Top of Data below

PR #2795, opened 2019-07-18
DHFPROD-2801: Upgrading to ml-gradle 3.15.2 and ml-app-deployer 3.15.1

rjrudin:
Now that the Gradle configurations are up-to-date for these libraries, we no longer need to explicitly depend on jdom2, as it is now properly depended on via the use of the "api" configuration in ml-app-deployer.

Bottom of Data below

## Work item
Set down each line of the data precisely as it appears above.

## Your solution
PR #2795, opened 2019-07-18
DHFPROD-2801: Upgrading to ml-gradle 3.15.2 and ml-app-deployer 3.15.1

rjrudin:
Now that the Gradle configurations are up-to-date for these libraries, we no longer need to explicitly depend on jdom2, as it is now properly depended on via the use of the "api" configuration in ml-app-deployer.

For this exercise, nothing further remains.